Work request: Scan the records that follow, and whenever a line has the word "clusterId", copy it.

Exercise material:
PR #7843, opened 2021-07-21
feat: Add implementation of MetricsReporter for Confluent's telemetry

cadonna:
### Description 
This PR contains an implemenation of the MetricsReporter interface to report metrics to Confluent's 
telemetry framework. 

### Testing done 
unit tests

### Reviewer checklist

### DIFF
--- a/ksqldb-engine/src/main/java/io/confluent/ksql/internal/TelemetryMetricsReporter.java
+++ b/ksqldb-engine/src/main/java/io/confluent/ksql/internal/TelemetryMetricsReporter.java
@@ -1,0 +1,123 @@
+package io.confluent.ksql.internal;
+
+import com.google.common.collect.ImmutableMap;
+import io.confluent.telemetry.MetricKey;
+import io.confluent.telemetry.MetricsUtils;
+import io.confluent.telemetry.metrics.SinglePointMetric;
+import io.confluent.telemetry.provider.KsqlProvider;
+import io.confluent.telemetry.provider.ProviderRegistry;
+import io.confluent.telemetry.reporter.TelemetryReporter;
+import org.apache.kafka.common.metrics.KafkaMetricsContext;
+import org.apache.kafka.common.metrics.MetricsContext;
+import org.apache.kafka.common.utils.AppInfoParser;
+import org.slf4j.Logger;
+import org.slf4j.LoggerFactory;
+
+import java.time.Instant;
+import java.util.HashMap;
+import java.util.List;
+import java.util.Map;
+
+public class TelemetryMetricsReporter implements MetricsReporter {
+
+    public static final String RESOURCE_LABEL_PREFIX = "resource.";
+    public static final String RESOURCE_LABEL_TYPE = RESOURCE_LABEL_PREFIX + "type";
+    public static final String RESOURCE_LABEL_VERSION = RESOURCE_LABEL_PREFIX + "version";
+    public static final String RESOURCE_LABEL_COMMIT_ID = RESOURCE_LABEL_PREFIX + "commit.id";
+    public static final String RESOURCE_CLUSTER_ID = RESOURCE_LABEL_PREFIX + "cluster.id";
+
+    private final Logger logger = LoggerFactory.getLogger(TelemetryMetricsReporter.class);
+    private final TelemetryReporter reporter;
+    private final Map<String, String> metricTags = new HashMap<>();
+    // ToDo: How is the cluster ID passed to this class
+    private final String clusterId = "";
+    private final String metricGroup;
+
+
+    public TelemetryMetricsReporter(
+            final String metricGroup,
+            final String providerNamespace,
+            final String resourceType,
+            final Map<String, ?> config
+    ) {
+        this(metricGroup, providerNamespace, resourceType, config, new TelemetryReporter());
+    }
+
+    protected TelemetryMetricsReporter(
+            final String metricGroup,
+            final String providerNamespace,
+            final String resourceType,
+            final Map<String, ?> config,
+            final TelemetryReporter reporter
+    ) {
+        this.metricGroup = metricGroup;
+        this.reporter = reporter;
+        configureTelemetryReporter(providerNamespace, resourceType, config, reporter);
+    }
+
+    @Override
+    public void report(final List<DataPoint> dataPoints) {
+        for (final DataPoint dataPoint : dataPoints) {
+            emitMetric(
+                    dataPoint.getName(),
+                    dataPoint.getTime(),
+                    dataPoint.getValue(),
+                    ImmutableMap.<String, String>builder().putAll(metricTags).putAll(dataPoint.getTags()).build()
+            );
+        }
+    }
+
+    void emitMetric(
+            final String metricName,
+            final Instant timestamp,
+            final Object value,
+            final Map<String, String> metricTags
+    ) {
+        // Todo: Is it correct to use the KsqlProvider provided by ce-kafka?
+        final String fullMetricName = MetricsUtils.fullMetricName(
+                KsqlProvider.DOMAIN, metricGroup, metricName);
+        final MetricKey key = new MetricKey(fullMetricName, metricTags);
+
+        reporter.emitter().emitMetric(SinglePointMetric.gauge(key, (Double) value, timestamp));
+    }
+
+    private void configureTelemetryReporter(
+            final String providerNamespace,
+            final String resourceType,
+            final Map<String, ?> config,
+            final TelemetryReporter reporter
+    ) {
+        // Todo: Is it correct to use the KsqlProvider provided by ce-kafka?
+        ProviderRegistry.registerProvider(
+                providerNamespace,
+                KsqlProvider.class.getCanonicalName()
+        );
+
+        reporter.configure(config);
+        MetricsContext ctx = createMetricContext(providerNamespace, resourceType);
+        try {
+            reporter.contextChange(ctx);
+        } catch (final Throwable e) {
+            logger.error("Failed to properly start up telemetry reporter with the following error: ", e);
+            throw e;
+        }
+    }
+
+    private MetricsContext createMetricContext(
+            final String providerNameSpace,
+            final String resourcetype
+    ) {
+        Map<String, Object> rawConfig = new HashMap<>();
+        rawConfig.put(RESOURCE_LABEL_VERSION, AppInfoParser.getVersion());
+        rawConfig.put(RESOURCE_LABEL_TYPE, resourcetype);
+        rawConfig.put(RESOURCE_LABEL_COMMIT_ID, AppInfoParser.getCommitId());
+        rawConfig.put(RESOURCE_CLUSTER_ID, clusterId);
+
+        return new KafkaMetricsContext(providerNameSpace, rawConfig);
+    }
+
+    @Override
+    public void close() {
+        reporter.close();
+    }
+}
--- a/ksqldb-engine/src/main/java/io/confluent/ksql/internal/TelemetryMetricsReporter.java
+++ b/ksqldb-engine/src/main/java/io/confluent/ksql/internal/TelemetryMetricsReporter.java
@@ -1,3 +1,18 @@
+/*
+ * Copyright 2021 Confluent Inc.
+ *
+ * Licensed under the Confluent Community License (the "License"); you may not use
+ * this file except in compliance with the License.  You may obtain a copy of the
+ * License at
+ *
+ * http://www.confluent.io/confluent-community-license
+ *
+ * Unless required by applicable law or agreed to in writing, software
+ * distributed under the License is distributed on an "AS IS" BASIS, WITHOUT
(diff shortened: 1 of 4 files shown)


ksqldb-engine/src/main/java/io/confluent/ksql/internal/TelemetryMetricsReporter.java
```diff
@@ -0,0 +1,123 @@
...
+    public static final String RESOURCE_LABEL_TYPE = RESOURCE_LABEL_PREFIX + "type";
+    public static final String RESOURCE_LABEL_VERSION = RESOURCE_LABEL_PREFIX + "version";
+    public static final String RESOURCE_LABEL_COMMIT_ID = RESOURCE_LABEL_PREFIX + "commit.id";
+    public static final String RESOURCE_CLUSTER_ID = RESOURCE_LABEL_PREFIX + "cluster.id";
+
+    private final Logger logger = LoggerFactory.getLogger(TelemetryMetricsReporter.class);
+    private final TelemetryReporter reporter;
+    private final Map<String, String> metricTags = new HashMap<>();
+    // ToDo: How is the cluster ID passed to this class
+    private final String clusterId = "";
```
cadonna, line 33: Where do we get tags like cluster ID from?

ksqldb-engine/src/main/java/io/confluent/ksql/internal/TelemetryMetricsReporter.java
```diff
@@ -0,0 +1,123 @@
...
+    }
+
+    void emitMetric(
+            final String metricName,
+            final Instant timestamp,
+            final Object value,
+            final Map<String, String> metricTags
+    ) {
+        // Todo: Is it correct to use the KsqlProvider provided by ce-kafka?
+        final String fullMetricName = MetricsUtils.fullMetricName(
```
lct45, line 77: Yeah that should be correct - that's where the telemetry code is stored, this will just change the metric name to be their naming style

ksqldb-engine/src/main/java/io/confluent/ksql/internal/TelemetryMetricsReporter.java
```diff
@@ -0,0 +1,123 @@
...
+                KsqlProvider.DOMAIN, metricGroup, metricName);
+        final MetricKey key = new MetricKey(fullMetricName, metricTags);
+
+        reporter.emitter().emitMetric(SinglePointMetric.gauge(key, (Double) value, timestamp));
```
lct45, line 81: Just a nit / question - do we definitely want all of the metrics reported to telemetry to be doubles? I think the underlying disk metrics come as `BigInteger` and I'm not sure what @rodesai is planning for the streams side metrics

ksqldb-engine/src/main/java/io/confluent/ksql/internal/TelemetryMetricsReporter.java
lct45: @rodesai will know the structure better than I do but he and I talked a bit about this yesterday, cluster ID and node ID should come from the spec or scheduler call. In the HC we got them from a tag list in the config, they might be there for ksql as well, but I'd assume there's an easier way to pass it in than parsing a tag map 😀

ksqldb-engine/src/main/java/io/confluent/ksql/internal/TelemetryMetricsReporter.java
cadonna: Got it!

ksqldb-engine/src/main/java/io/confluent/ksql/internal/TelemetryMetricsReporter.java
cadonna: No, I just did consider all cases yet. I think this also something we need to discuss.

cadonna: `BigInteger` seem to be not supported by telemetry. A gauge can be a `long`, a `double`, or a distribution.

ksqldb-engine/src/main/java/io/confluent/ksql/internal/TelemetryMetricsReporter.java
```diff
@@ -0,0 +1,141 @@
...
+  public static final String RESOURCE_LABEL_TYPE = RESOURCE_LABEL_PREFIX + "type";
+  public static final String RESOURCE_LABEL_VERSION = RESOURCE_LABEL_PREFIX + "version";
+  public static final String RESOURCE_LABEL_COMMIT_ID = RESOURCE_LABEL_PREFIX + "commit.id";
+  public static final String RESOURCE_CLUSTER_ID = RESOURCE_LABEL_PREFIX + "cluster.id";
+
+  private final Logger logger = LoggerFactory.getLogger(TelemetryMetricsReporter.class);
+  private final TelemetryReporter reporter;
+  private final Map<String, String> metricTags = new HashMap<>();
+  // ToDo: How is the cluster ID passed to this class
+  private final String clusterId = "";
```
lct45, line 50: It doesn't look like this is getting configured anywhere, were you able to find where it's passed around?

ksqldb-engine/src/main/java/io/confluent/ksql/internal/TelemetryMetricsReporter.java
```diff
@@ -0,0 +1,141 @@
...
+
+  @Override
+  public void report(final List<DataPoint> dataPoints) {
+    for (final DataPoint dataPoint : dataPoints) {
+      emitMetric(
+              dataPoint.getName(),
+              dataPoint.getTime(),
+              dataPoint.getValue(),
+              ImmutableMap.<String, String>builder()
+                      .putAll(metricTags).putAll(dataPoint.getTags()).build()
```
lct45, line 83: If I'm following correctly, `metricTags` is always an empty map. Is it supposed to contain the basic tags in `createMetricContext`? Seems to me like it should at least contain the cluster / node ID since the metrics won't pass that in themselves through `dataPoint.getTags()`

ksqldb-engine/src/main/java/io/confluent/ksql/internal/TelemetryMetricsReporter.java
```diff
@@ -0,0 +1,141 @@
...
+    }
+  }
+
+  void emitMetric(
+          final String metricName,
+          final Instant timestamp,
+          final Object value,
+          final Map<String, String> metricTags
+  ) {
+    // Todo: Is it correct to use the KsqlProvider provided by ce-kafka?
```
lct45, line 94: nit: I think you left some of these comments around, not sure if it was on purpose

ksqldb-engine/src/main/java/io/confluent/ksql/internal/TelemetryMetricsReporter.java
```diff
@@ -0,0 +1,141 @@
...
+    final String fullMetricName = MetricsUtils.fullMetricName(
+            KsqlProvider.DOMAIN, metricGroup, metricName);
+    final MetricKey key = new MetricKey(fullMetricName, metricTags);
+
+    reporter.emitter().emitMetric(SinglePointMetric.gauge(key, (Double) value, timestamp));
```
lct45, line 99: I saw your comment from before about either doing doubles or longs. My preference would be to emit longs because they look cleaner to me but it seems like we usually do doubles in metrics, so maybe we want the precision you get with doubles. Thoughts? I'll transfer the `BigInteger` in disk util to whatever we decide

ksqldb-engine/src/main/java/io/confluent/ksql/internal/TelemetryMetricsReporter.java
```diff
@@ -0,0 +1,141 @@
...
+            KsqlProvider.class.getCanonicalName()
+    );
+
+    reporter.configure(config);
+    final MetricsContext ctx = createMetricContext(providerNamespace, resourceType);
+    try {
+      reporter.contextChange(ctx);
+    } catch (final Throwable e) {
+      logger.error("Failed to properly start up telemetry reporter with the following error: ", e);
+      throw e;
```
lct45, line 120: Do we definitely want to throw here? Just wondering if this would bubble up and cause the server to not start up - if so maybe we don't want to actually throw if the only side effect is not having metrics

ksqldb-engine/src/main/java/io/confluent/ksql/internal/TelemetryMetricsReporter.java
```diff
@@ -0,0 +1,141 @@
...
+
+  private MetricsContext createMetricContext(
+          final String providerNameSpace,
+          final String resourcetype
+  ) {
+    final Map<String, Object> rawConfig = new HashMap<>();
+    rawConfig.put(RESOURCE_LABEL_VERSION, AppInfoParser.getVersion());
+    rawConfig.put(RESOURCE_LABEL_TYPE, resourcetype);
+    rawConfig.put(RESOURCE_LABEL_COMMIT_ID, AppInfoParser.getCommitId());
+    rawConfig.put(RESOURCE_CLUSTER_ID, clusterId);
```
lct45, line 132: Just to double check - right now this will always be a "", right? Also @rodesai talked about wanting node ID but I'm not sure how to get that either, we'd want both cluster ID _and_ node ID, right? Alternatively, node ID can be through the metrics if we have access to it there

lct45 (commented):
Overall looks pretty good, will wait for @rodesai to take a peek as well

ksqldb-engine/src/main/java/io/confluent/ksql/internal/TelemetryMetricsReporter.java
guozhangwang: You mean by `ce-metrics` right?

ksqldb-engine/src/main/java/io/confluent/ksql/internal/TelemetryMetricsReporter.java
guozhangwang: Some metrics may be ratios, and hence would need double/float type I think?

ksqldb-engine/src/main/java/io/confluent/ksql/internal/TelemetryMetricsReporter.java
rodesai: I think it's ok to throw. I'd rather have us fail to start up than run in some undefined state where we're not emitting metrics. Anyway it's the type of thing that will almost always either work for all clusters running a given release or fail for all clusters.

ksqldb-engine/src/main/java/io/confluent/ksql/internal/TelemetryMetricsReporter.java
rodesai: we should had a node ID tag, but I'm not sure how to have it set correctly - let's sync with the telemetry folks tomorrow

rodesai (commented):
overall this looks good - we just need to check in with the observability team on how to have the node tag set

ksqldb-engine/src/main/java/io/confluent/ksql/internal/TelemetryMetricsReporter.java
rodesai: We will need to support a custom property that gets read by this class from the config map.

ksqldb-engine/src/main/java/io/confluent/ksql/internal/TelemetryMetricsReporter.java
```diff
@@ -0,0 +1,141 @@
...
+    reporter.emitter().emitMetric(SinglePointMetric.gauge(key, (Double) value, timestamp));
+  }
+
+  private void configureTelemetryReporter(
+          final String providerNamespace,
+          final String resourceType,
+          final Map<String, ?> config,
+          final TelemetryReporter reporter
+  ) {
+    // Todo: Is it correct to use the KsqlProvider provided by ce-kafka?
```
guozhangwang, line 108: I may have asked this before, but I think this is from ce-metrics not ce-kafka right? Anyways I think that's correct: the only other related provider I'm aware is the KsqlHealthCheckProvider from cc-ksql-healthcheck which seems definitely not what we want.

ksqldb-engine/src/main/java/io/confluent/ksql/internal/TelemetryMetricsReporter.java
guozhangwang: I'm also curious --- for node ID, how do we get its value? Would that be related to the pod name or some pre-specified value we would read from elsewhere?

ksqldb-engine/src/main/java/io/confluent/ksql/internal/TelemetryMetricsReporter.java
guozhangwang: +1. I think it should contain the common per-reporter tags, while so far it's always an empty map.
* * *
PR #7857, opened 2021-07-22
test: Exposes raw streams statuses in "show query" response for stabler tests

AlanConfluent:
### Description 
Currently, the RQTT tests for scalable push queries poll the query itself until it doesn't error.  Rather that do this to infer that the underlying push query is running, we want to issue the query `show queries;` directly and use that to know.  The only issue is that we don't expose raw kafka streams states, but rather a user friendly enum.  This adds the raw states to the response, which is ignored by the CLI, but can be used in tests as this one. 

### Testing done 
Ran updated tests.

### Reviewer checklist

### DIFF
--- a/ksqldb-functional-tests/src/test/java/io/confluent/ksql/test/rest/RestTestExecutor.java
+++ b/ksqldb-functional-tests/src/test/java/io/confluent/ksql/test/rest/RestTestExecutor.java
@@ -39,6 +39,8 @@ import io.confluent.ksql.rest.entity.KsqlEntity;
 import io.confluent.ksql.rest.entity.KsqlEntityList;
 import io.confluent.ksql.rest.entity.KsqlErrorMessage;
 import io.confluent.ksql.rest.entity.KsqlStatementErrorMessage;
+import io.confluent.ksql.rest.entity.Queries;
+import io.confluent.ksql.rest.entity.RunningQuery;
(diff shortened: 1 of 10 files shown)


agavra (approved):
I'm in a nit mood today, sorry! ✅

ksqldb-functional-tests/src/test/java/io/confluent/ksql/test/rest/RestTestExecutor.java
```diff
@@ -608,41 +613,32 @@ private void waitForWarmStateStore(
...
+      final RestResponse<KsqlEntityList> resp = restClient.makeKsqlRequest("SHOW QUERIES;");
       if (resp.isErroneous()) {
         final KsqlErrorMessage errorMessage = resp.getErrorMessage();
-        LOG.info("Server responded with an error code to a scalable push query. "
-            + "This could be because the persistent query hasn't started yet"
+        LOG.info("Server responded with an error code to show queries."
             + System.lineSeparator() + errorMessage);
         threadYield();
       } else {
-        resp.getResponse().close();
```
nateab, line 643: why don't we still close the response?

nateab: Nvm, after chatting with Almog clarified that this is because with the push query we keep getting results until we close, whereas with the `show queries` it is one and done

Reply to the exercise:
+    private final String clusterId = "";
+        rawConfig.put(RESOURCE_CLUSTER_ID, clusterId);
+    private final String clusterId = "";
+  private final String clusterId = "";
+    rawConfig.put(RESOURCE_CLUSTER_ID, clusterId);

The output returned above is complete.